Отрывок из романа Наля Подольского «Время культурного бешенства»

Весна года сто пятьдесят первого от сотворения «Черного квадрата» выдалась ранняя. Уже в марте началось повсеместное таяние снегов. Танковая колонна к этому времени добралась до Зеленогорска, но весенняя распутица не замедлила движения машин.

Поначалу вся информация о продвижении танков засекречивалась, но с начала весны секретность была снята специальным штабным предписанием, ибо полный отчет о поведении боевых машин все равно ежедневно появлялся в Интернете. Плюс к тому распространялись всякие фантастические слухи.

То, чего так опасались военные, не случилось — среди населения Петербурга не возникло ничего похожего на панику. Сводки региональных новостей по телевидению заканчивались примерно так: «За истекшие сутки механизированная колонна преодолела расстояние 395 метров, то есть на 12 метров меньше, чем в предыдущий день. Завтра в Петербурге температура около девяти градусов, ветер слабый, мокрый снег, дождь».

Сознание обывателя мгновенно приспособилось воспринимать танки равнодушно, как привычную бытовую реальность, и тот факт, что более миллиона тонн никем не управляемого железа ползло к их городу, рядовых петербуржцев не беспокоил. У этой старой техники, надо думать, есть свои счеты с начальством, вот начальство пускай с ней и разбирается.

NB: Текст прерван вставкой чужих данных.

PR #93, opened 2017-05-10
Fix bug from /articles when there is 0 articles

Ydrasil:


Ydrasil:
I haven't found another way to avoid this issue without duplicate code (like if, description or title block)

templates/blog/article_list.html
```diff
@@ -1,15 +1,23 @@
 {% from 'blog/macros.html' import article_list with context %}
 {% extends 'layout.html' %}
 
-{% block title %}Nomad articles - {{ articles[0].title|truncate(40) }}{% endblock %}
+  {% block title %}Nomad articles
```
vinyll: I guess you can wrap all the metas within `{% if articles[0] %}` `{% endif %}`.
If there's no article, there isn't much point of having them anyways.

vinyll (changes requested):

templates/blog/article_list.html
Ydrasil: The things is that I don't succeed to put an if around a block for not displaying it 
For instance 
```
{% block extra_og %}
    {% if articles[0] is defined %}
        <meta property=og:image content="{{ articles[0].image }}">
        <meta property=og:title content="Latest articles ({{ articles[0].title }})">
        <meta property=og:description content="{{ articles[0]|striptags|truncate(200) }}">
    {% endif %}
{% endblock %}
```
If I put the `if` around the `block extra_og` I have a bug. And its the same with other blocks.
I haven't find a way to surround all the metas with only one `{% if articles[0] %} {% endif %}`

And do you prefer `{% if articles[0] %} {% endif %}` or `{% if articles[0] is defined %} {% endif %}`?

vinyll: `{% if articles[0] %}` is more common.

vinyll: It may be that we can't get a _block_ inside a _if_. Good to know.

vinyll: Here you could write:

    {% block title %}Nomad articles {% if articles[0] %} - {{ articles[0].title|truncate(40) }}{% endif %}

on one line

Ydrasil: Done :wink:

templates/blog/article_list.html
```diff
@@ -1,14 +1,19 @@
...
-
-{% block extra_og %}
-<meta property=og:image content="{{ articles[0].image }}">
-<meta property=og:title content="Latest articles ({{ articles[0].title }})">
-<meta property=og:description content="{{ articles[0]|striptags|truncate(200) }}">
+{% block title %}Nomad articles {% if articles[0] %} - {{ articles[0].title|truncate(40) }}{% endif %}
+{% endblock %}
+{% block description %}Read the latest Nomad's articles on Neomad.
+  {% if articles[0] %}
+    Hotest article is « {{ articles[0].title }} ».
```
vinyll: `{% if articles[0] %}Hotest article is « {{ articles[0].title }} ».{% endif %}`

vinyll (changes requested):

templates/blog/article_list.html
```diff
@@ -1,14 +1,17 @@
...
-{% block description %}Read the latest Nomad's articles on Neomad. Hotest article is « {{ articles[0].title }} ».{% endblock %}
-
-{% block extra_og %}
-<meta property=og:image content="{{ articles[0].image }}">
-<meta property=og:title content="Latest articles ({{ articles[0].title }})">
-<meta property=og:description content="{{ articles[0]|striptags|truncate(200) }}">
+{% block title %}Nomad articles {% if articles[0] %} - {{ articles[0].title|truncate(40) }}{% endif %}
+{% endblock %}
+{% block description %}Read the latest Nomad's articles on Neomad.
+  {% if articles[0] %} Hotest article is « {{ articles[0].title }} ».{% endif %}
```
vinyll: the `{%.endblock %}` for the block description should be here

templates/blog/article_list.html
```diff
@@ -1,14 +1,17 @@
...
+    {% block extra_og %}
+      {% if articles[0] %}
+      <meta property=og:image content="{{ articles[0].image }}">
+      <meta property=og:title content="Latest articles ({{ articles[0].title }})">
+      <meta property=og:description content="{{ articles[0]|striptags|truncate(200) }}">
+      {% endif %}
+    {% endblock %}
 {% endblock %}
```
vinyll: the block extra_og should not be embedded into the block description.

vinyll (changes requested):

Ydrasil:
@vinyll My bad about the embedded `block extra_og`, its good now :+1:

vinyll (approved):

И только малую часть горожан самовольство, казалось бы, уже мертвых машин, задело за живое. Среду людей творческих — поэтов, музыкантов, художников и прочих служителей муз марш железа привел в состояние активного брожения. В этой легко возбудимой прослойке общества считалось доказанным, что великое переселение машин было инициировано грандиозным балетным спектаклем и «Черным квадратом». И коль скоро искусство побудило огромную массу металла к движению, то, несомненно, и остановить эту массу можно также с помощью искусства. Художник, которому это удастся, станет знаменит и велик. А поскольку никто не знает, чем именно можно заклясть железо, у каждого теплилась надежда, что у него есть шанс. А вдруг во мне живет что-то такое, о чем я и сам не знаю?

Практические шаги первыми начали предпринимать живописцы, убежденные в максимальной авторитетности своего вида искусства. Они, обычно в сопровождении друзей и поклонников, привозили свои полотна, кто — из старых запасов, а кто — написанные специально для танков, выискивали брешь в оцеплении и, проникнув внутрь колонны, выставляли свои творения среди танков. Солдатам подполковника Квасникова прибавилось работы — теперь им приходилось гонять не только вакумистов с их букетиками, но и живописцев с картинами. Многие художники утверждали, что танки явно положительно реагировали на их произведения, и если бы не окаянные солдаты, колонна наверняка бы остановилась.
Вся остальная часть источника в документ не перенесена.